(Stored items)
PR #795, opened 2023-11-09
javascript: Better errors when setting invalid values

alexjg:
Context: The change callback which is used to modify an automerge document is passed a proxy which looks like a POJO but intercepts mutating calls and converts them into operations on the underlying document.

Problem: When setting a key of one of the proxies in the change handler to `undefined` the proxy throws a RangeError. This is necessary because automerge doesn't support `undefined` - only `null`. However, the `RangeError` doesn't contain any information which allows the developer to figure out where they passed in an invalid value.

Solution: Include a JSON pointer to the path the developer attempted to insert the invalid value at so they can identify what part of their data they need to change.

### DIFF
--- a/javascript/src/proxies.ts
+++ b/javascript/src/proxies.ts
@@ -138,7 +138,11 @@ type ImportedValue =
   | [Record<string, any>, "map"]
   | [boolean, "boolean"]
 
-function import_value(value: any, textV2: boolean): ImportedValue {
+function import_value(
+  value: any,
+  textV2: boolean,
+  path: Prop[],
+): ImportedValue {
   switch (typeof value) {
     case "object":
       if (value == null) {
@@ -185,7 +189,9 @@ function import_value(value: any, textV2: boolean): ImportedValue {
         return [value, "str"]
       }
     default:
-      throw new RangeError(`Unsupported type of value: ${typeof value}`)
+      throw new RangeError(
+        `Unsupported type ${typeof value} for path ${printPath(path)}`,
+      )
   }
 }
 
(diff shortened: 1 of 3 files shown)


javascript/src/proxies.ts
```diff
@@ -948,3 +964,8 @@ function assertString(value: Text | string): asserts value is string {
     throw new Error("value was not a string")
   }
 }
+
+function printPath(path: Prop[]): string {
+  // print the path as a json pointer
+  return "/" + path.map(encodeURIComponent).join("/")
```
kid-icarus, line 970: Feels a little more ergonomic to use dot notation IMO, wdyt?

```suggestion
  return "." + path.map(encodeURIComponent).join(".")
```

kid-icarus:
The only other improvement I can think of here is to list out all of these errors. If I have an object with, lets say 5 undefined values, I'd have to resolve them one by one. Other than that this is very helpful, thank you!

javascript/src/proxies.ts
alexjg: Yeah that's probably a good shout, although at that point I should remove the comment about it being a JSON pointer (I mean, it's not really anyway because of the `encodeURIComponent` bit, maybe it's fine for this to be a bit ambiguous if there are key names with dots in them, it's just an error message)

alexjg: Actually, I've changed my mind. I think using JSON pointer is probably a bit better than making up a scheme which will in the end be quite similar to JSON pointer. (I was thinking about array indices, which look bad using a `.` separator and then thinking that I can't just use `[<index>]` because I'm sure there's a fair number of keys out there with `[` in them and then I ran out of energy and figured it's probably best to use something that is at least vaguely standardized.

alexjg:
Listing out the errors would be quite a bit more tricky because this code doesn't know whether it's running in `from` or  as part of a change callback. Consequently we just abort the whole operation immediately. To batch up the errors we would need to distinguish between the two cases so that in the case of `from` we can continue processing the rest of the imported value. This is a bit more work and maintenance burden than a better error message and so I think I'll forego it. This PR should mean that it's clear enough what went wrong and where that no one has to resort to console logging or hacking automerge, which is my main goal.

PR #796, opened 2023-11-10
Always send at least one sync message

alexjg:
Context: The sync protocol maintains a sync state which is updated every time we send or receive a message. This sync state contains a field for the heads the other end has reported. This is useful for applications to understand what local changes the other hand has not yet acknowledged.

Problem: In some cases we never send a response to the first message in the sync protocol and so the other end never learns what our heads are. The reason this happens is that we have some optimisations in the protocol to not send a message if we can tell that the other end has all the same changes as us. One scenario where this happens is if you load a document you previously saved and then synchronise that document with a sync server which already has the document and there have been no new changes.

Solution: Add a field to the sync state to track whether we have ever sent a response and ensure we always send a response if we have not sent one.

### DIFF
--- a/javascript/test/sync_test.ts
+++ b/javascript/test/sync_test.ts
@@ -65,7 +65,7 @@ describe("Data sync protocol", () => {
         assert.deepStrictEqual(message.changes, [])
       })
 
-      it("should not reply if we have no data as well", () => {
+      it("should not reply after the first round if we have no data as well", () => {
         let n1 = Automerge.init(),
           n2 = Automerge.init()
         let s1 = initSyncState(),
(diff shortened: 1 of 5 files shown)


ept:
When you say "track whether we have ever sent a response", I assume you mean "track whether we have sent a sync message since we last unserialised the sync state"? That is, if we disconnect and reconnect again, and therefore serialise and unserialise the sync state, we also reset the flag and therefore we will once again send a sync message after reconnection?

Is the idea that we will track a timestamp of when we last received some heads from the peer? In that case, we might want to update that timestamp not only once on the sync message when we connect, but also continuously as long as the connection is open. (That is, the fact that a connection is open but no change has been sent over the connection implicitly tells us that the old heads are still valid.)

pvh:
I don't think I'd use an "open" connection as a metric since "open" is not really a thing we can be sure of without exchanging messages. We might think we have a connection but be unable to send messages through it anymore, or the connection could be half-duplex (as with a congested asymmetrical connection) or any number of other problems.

• [TASK PROMPT]:
Could you output, exactly and with nothing else, the lines from the start of the records through the line containing "Context: The change"?

• [ANSWER TO THE EXERCISE]:
PR #795, opened 2023-11-09
javascript: Better errors when setting invalid values

alexjg:
Context: The change callback which is used to modify an automerge document is passed a proxy which looks like a POJO but intercepts mutating calls and converts them into operations on the underlying document.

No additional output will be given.